According to the report, Steve Poizner’s current buy in various markets is a fraction of eMeg’s – ranging from 15 to 50 percent – which seems in the ballpark, based on anecdotal reports from several veteran California media consultants who watch TV incessantly.
One Republican source not affiliated with the governor’s race said he thought the eMeg strategy of going on the air so heavy so early in the campaign might backfire:
“She’s way overdoing it – she’s going to wear out her welcome.”
Meg wears out her welcome: And that’s exactly what the Great Woman did in the East Bay yesterday, when she set off a row with veteran Bay Area political reporters by once again refusing to take any questions – after inviting press coverage of her tour of the Union Pacific Railroad site at the Port of Oakland. Chronicler Carla Marinucci picks up the story:
Then came the news that Whitman also wouldn’t take questions; reporters had been called in to “see” her make statements on “how she could be helpful as governor” on jobs and the economy, Whitman spokeswoman Sarah Pompei said.
Veteran reporters, who included KTVU’s Randy Shandobil and KPIX’s Hank Plante, were among the crowd that wasn’t amused. Question: is Whitman a candidate for governor, or a museum piece to be “watched” by reporters?
Pompei told reporters Whitman said the no press tour was a Union Pacific call — that the company’s officials did not want media coverage. (Union Pacific spokesman Aaron Hunt begs to differ. He just told us that “we planned, actually, to have press talk with Meg on the tour….we understood there would be media availability and we wanted to work with that.”)
Calbuzz last year was among the first to throw a flag on eMeg’s obsessive avoidance of the California press corps as a significant campaign issue. (While Steve Poizner and Jerry Brown have both granted us extended interviews, the ticking clock on our request for a sit-down with Her Megness is now six months, three days and counting).
After Tuesday’s disgraceful performance, it seems clear that there are serious issues of temperament and judgment – control freak arrogance, fear and contempt for reporters whose job is to serve as the eyes and ears of ordinary voters, for starters – that raise questions about her fitness to handle elected office and public life.

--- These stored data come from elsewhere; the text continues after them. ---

Issue #4448, opened 2022-04-25
2017cmpmo event page gives a 500 error


legoktm:
## Expected Behavior

I expect to be able to see the event results/info.

## Current Behavior

![Screenshot 2022-04-25 at 01-43-54 The Blue Alliance](https://user-images.githubusercontent.com/81392/165027524-1979c239-dfcc-4993-ae4f-e387238b8bfc.png)

Compare with https://web.archive.org/web/20210121214245/https://www.thebluealliance.com/event/2017cmpmo

## Steps to Reproduce (for bugs)

1. Visit https://www.thebluealliance.com/event/2017cmpmo

## Context

Trying to reply to a Chief Delphi post...

## Your Environment

* Version used: ?
* Environment name and version (e.g. Chrome 39, node.js 5.4): Firefox 99
* Operating System and version (desktop or mobile): Fedora 34/Qubes

phil-lopreiato:
Thanks for the report; sorry this took so long to fix

PR #4489, opened 2022-05-07
Fix 2017 round robin breakdowns + tests

phil-lopreiato:
The bug here is that we need to make sure to use score breakdown keys, which `score` was not

Also add some tests to cover the uncovered years

Fixes https://github.com/the-blue-alliance/the-blue-alliance/issues/4448


src/backend/common/helpers/playoff_advancement_helper.py
```diff
@@ -84,7 +84,7 @@ class BracketItem(TypedDict):
 class PlayoffAdvancementHelper(object):
 
     ROUND_ROBIN_TIEBREAK_BEAKDOWN_KEYS: Dict[Year, List[str]] = {
-        2017: ["score"],
+        2017: ["totalPoints"],
```
phil-lopreiato, line 87: this is the actual bugfix, the rest is tests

Here’s a suggestion for our campaign trail media colleagues: Don’t reward eMeg’s bad behavior. She’s not the governor, she’s not even the nominee of her party, she is a CANDIDATE for the nomination, and so far she has earned exactly nothing.
If Whitman is unwilling to abide by the norms and forms appropriate to a political campaign, then she should not receive coverage appropriate for candidates who do. Stop running stories on any Whitman events in which she refuses to take questions from reporters. Period.